I left on a road trip on the longest day of the longest year. I would drive with the promise of enduring light, the road unrolling over the darkness of months of stress, grief, confusion, and ill health: a slate-wiping or a full immersion baptism—either way, it would happen with music, sky, and a game-like hunt for the best gas prices and cleanest restrooms.

In German, there is an imposing word: Vergangenheitsbewältigung. It means, quite literally, mastering the past. In a German context, it refers to the guilt-filled prospect of dealing with the Nazi past. In my own consideration of recent events, it was less a need to master them as it was an urgent desire to be IN them. My father, to whom I was close and from whom I received many of the traits that make me who I am, had died before the holidays—taking my identity mirror with him.

But just as I was about to dive, in earnest, into the process of grieving his loss, I came down with bacterial meningitis. That was followed by the discovery that the organism had gained entry through a small hole in the front of my skull, through which cerebrospinal fluid was leaking out my nose. What I thought was months-long sinusitis turned out to be my very brain fluid flowing away. Months of hospitalization, surgery to repair the leak, and tiresome recovery later, I packed my new little car and turned my face toward home: the South.

I only stayed on I-5 from Seattle to Roseburg, OR, at which point I took the “wagon road” over the hills toward Coos Bay and picked up US 101. Still—at one and the same time—wound up and depleted, still set-jawed, I tried to inhabit the role of Middle-Aged Woman On Epic Road Trip, Considering Loss and Identity, Remembering Who She Was and Is. I put on the right clothes, I donned the jaunty cap, I cued up the proper tunes. But I was acting. Mostly I felt like a fraud. Mostly I fought the urge to check email from work.
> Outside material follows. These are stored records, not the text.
PR #14785, opened 2022-12-13
Load etcd binaries dynamically from container images

hakman:
Based on the idea discussed during office hours about using init containers to populate the required `etcd` binaries, instead of having them bundled with the `etcd-manager` images. 

This could also easily be extended to use any version specified by the user.

/cc @justinsb @johngmyers

### DIFF
--- a/pkg/model/components/etcdmanager/model.go
+++ b/pkg/model/components/etcdmanager/model.go
@@ -180,7 +180,7 @@ metadata:
 spec:
   containers:
   - name: etcd-manager
-    image: registry.k8s.io/etcdadm/etcd-manager:v3.0.20221209
+    image: registry.k8s.io/etcdadm/etcd-manager:v3.0.20230119-slim
     resources:
       requests:
         cpu: 100m
--- a/pkg/model/components/etcdmanager/model.go
+++ b/pkg/model/components/etcdmanager/model.go
@@ -21,6 +21,7 @@ import (
 	"fmt"
 	"strings"
 
+	"github.com/blang/semver/v4"
 	v1 "k8s.io/api/core/v1"
 	"k8s.io/apimachinery/pkg/api/resource"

Mostly I stumbled over song lyrics and shifted in my seat, gripping the wheel a little too tightly.  But I committed to the role, and by the time I rounded the bend in Port Orford and saw full-out ocean—the waves-crashing-against-craggy-coast kind—I felt my brow starting to unfurrow. I stopped at the first “vista point” and stood on the cliff, listening and breathing in this different air from downtown Seattle for a while, and then pressed on to my first overnight of the trip: Crescent City, California.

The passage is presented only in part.